Supporters have expressed enthusiasm for the use of these networks to do many individual tasks, and even jobs, traditionally performed by people. However, results of the five experiments in this study showed that it’s easy to fool the networks, and the networks’ method of identifying objects using computer vision differs substantially from human vision.
“The machines have severe limitations that we need to understand,” said Philip Kellman, a UCLA distinguished professor of psychology and a senior author of the study. “We’re saying, ‘Wait, not so fast.'”
Machine vision, he said, has drawbacks. In the first experiment, the psychologists showed one of the best deep learning networks, called VGG-19, color images of animals and objects. The images had been altered. For example, the surface of a golf ball was displayed on a teapot; zebra stripes were placed on a camel; and the pattern of a blue and red argyle sock was shown on an elephant. VGG-19 ranked its top choices and chose the correct item as its first choice for only five of 40 objects.

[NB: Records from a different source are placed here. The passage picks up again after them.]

Issue #1353, opened 2022-05-03
[goalc] New system for tracking GOAL dependencies


water111:
### Current issues that need solving:
- the dependencies for GOAL files in `game.gp` are "correct" in that they result in correct builds, but they add a lot of false dependencies that make incremental builds slow
- there is no easy way for a `.gc` file to explicitly state its dependencies or include another file.
- There is confusion between the build order and the order of files in the DGOs
- Incremental builds generate tons of object files they don't need
- the compiler memory usage increases with each build

### New idea

Input: the user will provide a list of files that should be compiled. This can be one file, or a list of all the files in the DGO.  The compiler will generate up-to-date object files for all the specified files. 
New build procedure:

1. Parse `import` statements
2. Build dependency graph
3. Compile

### Step 1: parsing `import` statements
For each file in the input, the compiler will read and parse the file. It will store the `goos::Object` for this file and will look for `(import <filename>)` statements in the top level.  For example, a file might have:
`(import "kernel/gcommon.gc")` if it relies on macros in `gcommon`.  This process will follow `import` statements and build up a list of edges in a dependency graph.

I think we'd quickly end up with massive lists of dependencies, so it will be possible to create "libraries". For example, a library like `math` can be created by writing a file like:
```
;; libmath.gc
(import "game/math/vector.gc")
(import "game/math/trigonometry.gc")
...
```
and then any file can simply do `(import "game/math/libmath.gc")` to depend on all the math files.

A file that requires an art-group constants file might do: `(import "game_data/art-groups/hopper-ag-constants.gc")` or something like that.

Note that it will not possible to use `import` within a macro.

Parsing files into a `goos::Object` and list of imports will be cached, so if a file is unchanged, the compiler can use the result from the last compilation.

“We can fool these artificial systems pretty easily,” said co-author Hongjing Lu, a UCLA professor of psychology. “Their learning mechanisms are much less sophisticated than the human mind.”
VGG-19 thought there was a 0 percent chance that the elephant was an elephant and only a 0.41 percent chance the teapot was a teapot. Its first choice for the teapot was a golf ball, which shows that the artificial intelligence network looks at the texture of an object more so than its shape, said lead author Nicholas Baker, a UCLA psychology graduate student.
“It’s absolutely reasonable for the golf ball to come up, but alarming that the teapot doesn’t come up anywhere among the choices,” Kellman said. “It’s not picking up shape.”
Humans identify objects primarily from their shape, Kellman said. The researchers suspected the computer networks were using a different method.
In the second experiment, the psychologists showed images of glass figurines to VGG-19 and to a second deep learning network, called AlexNet. VGG-19 performed better on all the experiments in which both networks were tested. Both networks were trained to recognize objects using an image database called ImageNet.
However, both networks did poorly, unable to identify the glass figurines. Neither VGG-19 nor AlexNet correctly identified the figurines as their first choices. An elephant figurine was ranked with almost a 0 percent chance of being an elephant by both networks. Most of the top responses were puzzling to the researchers, such as VGG-19’s choice of “website” for “goose” and “can opener” for “polar bear.” On average, AlexNet ranked the correct answer 328th out of 1,000 choices.
“The machines make very different errors from humans,” Lu said.
In the third experiment, the researchers showed 40 drawings outlined in black, with images in white, to both VGG-19 and AlexNet. These first three experiments were meant to discover whether the devices identified objects by their shape.